*What to work on*. Only one number is wanted: the count of lines in the records below that hold the word "them".

BEGIN

Issue #11021, opened 2025-04-15
Implement an option to have static WMS legends


giohappy:
A [recent enhancement](https://github.com/geosolutions-it/MapStore2/pull/10756) to MapStore2 has introduced dynamic WMS legends, which adapt the legend for a WMS layer to the content inside the map viewport.
This changes the previous behavior where legends were static. 

Such a change introduces a few problems:

 - projects where legends are expected always to show the full symbology
 - increased rate of GetLegendGraphics requests that, in certain cases, can lead to performance issues (https://github.com/GeoNode/geonode-mapstore-client/issues/2022)

We want to implement an option to revert to the previous behavior.

- The option can be set globally (localConfig) to affect the default behavior for legends.
- It can be overridden for a layer through Layer Settings 

In my opinion, the default behavior should be the previous one, since this is what is expected normally, with the option to have dynamic legends.

tdipisa:
Thank you for reporting that @giohappy 
In my opinion it should be simply one of the following:
1. A dedicated option for activating that ("legend filtered by viewport") also from UI as is for the interactive legend one (just after it in UI)
2. Once you activate interactive legend you activate also that legend filter behavior.

tdipisa:
@dsuren1

>Should we also allow configuring this option from Catalog or only in Display tab of TOC ? @tdipisa 

No, I don't think so, TOC is enough. Ok for the rest, I would say. @giohappy any concern that I'm not considering?

giohappy:
I'm not sure about the constraints between interactive legend and filtering by viewport, but I trust you.

The goal is to have the old behavior as the default.

allyoucanmap:
> Thank you for reporting that [@giohappy](https://github.com/giohappy) In my opinion it should be simply one of the following:
> 
> 1. A dedicated option for activating that ("legend filtered by viewport") also from UI as is for the interactive legend one (just after it in UI)
> 2. Once you activate interactive legend, you activate also that legend filter behavior
> 
> What do you think?

@tdipisa it's not just viewport/bbox filter, the work done mentioned in the issue's description was also containing filter to CQL that should be also excluded if we want to have the previous behavior. My suggestion is to exclude also this kind of filter and call the property `dynamicLegend` (`Dynamic legend` checkbox in UI)

dsuren1:
**Updated requirement**

- when dynamic legend is true, add content dependent legend params
- when interactive legend is true, add content dependent legend params
[...]

PR #10756, opened 2025-01-15
[Backport 2024.02.xx] #10684 & #10236 & #10241 - Legend filtering enhancement 

dsuren1:
## Backport includes

- #10684
- #10236
- #10241

PR #10718, opened 2024-12-05
#10684: Legend filtering for GeoServer WMS layers

dsuren1:
## Description
This PR implements legend filtering of the WMS layer including both the formats (image and json). Incorporates filtering factoring map extents and additional layer filter and interactions between them

**Please check if the PR fulfills these requirements**
- [x] The commit message follows our guidelines: https://github.com/geosolutions-it/MapStore2/blob/master/CONTRIBUTING.md
- [x] Tests for the changes have been added (for bug fixes / features)
- [ ] Docs have been added / updated (for bug fixes / features)

**What kind of change does this PR introduce?** (check one with "x", remove the others)
 - [x] Enhancement

## Issue

**What is the current behavior?**
- #10684 
- #10241 

**What is the new behavior?**
- **Layer and legend filtering**

  https://github.com/user-attachments/assets/7144bf51-c7f4-4f51-b38e-460d9027b163

- **Legend filtering in printing**

  Screenshot 2024-12-05 at 7 26 25 PM
  Screenshot 2024-12-05 at 7 27 10 PM

## Breaking change
**Does this PR introduce a breaking change?** (check one with "x", remove the other)
 - [ ] Yes, and I documented them in migration notes
 - [x] No

PR #10249, opened 2024-04-23
#10026: fix functional tests for Interactive legend for TOC layers [WMS Support]

mahmoudadel54:
## Description
This PR includes fixing functional tests for interactive legend #10026:
- Hide checkbox of enabling interactive legend for WMS layers in dashboard and geostory as they will be implemented in a separate issue.
- fix not saving the flag of enabling interactive legend into wms layers in case save map.

**Please check if the PR fulfills these requirements**
- [x] The commit message follows our guidelines: https://github.com/geosolutions-it/MapStore2/blob/master/CONTRIBUTING.md
- [x] Tests for the changes have been added (for bug fixes / features)
- [ ] Docs have been added / updated (for bug fixes / features)

**What kind of change does this PR introduce?** (check one with "x", remove the others)
 - [x] Bugfix
 - [ ] Feature
 - [ ] Code style update (formatting, local variables)
 - [ ] Refactoring (no functional changes, no api changes)
 - [ ] Build related changes
 - [ ] CI related changes
 - [ ] Other... Please describe:

## Issue
#10026

**What is the current behavior?**
Saving map with a layer that has a flag of enabling interactive legend to keep it in each open this map was not working well.
Dashboard and geostory were containing the checkbox of enabling interactive legend in Display tab in layer settings.

**What is the new behavior?**
Save map is handling storing the enable interactive legend flag to keep it stored if user close the map and open it again.
For dashboard and geostory pages, the enable interactive legend checkbox in layer settings in Display tab is hidden now.

## Breaking change
**Does this PR introduce a breaking change?** (check one with "x", remove the other)
 - [ ] Yes, and I documented them in migration notes
 - [x] No

PR #11034, opened 2025-04-17
#11021: Implement an option to have static WMS legends

dsuren1:
## Description
This PR adds the ability to opt in or out of legend filtering by viewport. The field is available in Display tab of the layer setting. By default this option is not active. The feature also applies to print tool

image

**Tooltips**
image

image

 - [x] Enhancement

## Issue

- #11021 

**What is the new behavior?**
- User can view legend by filtering based on map viewport or static legend
- Same applies to print tool

## Breaking change
 - [x] No

### DIFF
--- a/web/client/utils/LegendUtils.js
+++ b/web/client/utils/LegendUtils.js
@@ -56,19 +56,20 @@ export const getWMSLegendConfig = ({
         SLD_VERSION: "1.1.0",
         LEGEND_OPTIONS: legendOptions
     };
-
     if (layer.serverType !== ServerTypes.NO_VENDOR) {
-        const filterViewport = layer.enableLegendFilterByViewport;
+        const addContentDependantParams = layer.enableDynamicLegend || layer.enableInteractiveLegend;
         return {
             ...baseParams,
-            // hideEmptyRules is applied for all layers except background layers
-            LEGEND_OPTIONS: `hideEmptyRules:${layer.group !== "background"};${legendOptions}`,
-            SRCWIDTH: mapSize?.width ?? 512,
-            SRCHEIGHT: mapSize?.height ?? 512,
-            SRS: projection,
-            CRS: projection,
-            ...optionsToVendorParams({ ...layer, layerFilter: getLayerFilterByLegendFormat(layer, format) }),
-            ...(filterViewport && mapBbox?.bounds && {BBOX: getExtentFromViewport(mapBbox, projection)?.join(',')})
+            ...(addContentDependantParams && {
+                // hideEmptyRules is applied for all layers except background layers
+                LEGEND_OPTIONS: `hideEmptyRules:${layer.group !== "background"};${legendOptions}`,
+                SRCWIDTH: mapSize?.width ?? 512,
+                SRCHEIGHT: mapSize?.height ?? 512,
+                SRS: projection,
+                CRS: projection,
+                ...optionsToVendorParams({ ...layer, layerFilter: getLayerFilterByLegendFormat(layer, format) }),
+                ...(mapBbox?.bounds && {BBOX: getExtentFromViewport(mapBbox, projection)?.join(',')})
+            })
         };
     }
 
--- a/web/client/utils/LegendUtils.js
+++ b/web/client/utils/LegendUtils.js
@@ -6,7 +6,7 @@
  * LICENSE file in the root directory of this source tree.
  */
 
-import { isEmpty } from "lodash";
+import isEmpty from "lodash/isEmpty";
 import { getExtentFromViewport } from "./CoordinatesUtils";
 import { ServerTypes } from "./LayersUtils";
 import { optionsToVendorParams } from "./VendorParamsUtils";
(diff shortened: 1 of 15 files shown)


web/client/utils/LegendUtils.js
```diff
@@ -66,8 +67,8 @@ export const getWMSLegendConfig = ({
             SRCHEIGHT: mapSize?.height ?? 512,
             SRS: projection,
             CRS: projection,
-            ...(mapBbox?.bounds && {BBOX: getExtentFromViewport(mapBbox, projection)?.join(',')}),
-            ...optionsToVendorParams({ ...layer, layerFilter: getLayerFilterByLegendFormat(layer, format) })
+            ...optionsToVendorParams({ ...layer, layerFilter: getLayerFilterByLegendFormat(layer, format) }),
+            ...(filterViewport && mapBbox?.bounds && {BBOX: getExtentFromViewport(mapBbox, projection)?.join(',')})
```
allyoucanmap, line 71: A requirement of the issue https://github.com/geosolutions-it/MapStore2/issues/11021#issue-2995902456 is:

> In my opinion, the default behavior should be the previous one, since this is what is expected normally, with the option to have dynamic legends.

The referenced enhancements are listed here https://github.com/geosolutions-it/MapStore2/pull/10756, in particular https://github.com/geosolutions-it/MapStore2/pull/10718 where the `BBOX` parameter was introduced.

In the same issue were introduced other parameters: `SRCWIDTH`, `SRCHEIGHT`, `hideEmptyRules` (in `LEGEND_OPTIONS`), `SRS`, `CRS`, `CQL_FILTER` and `BBOX`  (please double check if other parameters were introduced).

If we want to cover the requirement request we need to exclude all parameters that were not available before. I would like also to propose a change in the property name from enableLegendFilterByViewport to `enableDynamicLegend`.

allyoucanmap (changes requested):

web/client/utils/LegendUtils.js
tdipisa: @allyoucanmap all options you listed have been included together within the same macro task because them all are connected to achieve the same purpose (which is https://github.com/geosolutions-it/MapStore2/pull/10756, indeed). Therefore, it make sense to me what you are saying. I was assuming the same but maybe I was wrong.
I also agreed with _enableDynamicLegend_ which is a terminology that better groups many options aimed at providing a specific functionality all together.

dsuren1: After discussion, the only way to make the legend params meaningful in both the cases it have content dependant legend params available when either `enableDynamicLegend` is true or interactiveLegend is true. Otherwise the params used doesn't fetch meaningful legend data.

1. enableDynamicLegend is true, add content dependent legend params
2. interactiveLegend is true, add content dependent legend params
3. when interactiveLegend is true, enableDynamicLegend is auto enabled and the field interaction is disabled
4. enableDynamicLegend is false, no param is added


I see another flag called `hideInteractiveLegendOption` initally added to hide the interactive legend from geostory and dashboard (however, i don't see it being used. We can see the options from geostory and dashboard in dev, maybe used by downstream project not sure). But this flag purpose is not properly fulfilled, as the interactive legend can still be enabled when adding a layer from catalog. So we should enable interactive legend only when hideInteractiveLegendOption is false. @allyoucanmap @tdipisa Your thoughts?

why this is needed, because it contradicts with new approach suggested above, i.e when hideInteractiveLegendOption is true and layer added from catalog enables interactive legend. This makes the new dynamicLegend field disabled (point 3) and user is left with no way to toggle it

allyoucanmap: > I see another flag called hideInteractiveLegendOption initally added to hide the interactive legend from geostory and dashboard (however, i don't see it being used. We can see the options from geostory and dashboard in dev, maybe used by downstream project not sure). But this flag purpose is not properly fulfilled, as the interactive legend can still be enabled when adding a layer from catalog. So we should enable interactive legend only when hideInteractiveLegendOption is false. @allyoucanmap @tdipisa Your thoughts?

@dsuren1 @tdipisa If we are looking to the PR https://github.com/geosolutions-it/MapStore2/pull/10249 introducing this, we can see the `hideInteractiveLegendOption` used to temporary hide this checkbox inside the TOCItemsSettings of the MapEditor inside the geostory and used directly in the node editor of dashboard. Now this options is exposed has documented [configuration](https://mapstore.geosolutionsgroup.com/mapstore/docs/api/plugins#plugins.TOCItemsSettings) for the plugin so we cannot remove it. The documentation is also explaining that the sole purpose of this property is to hide the checkbox so I would not enable interactive legend only when hideInteractiveLegendOption is false.
My proposal:

- add deprecated flag to the property `hideInteractiveLegendOption` in documentation for TOCItemsSettings 
- if both `hideInteractiveLegendOption` and `enableInteractiveLegend` are true also the checkbox for dynamic legend will not be visible

I think the aim should be to remove `hideInteractiveLegendOption`

allyoucanmap (approved):

allyoucanmap:
@ElenaGallo please test this on dev and let use know when we can backport it to 2025.01.xx and 2024.02.xx, thanks

ElenaGallo:
@dsuren1 @tdipisa The deployment to DEV doesn't seem to have been done. Can someone check?

tdipisa:
@ElenaGallo the update is now in DEV ready to be tested.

END

*Answer area*. 4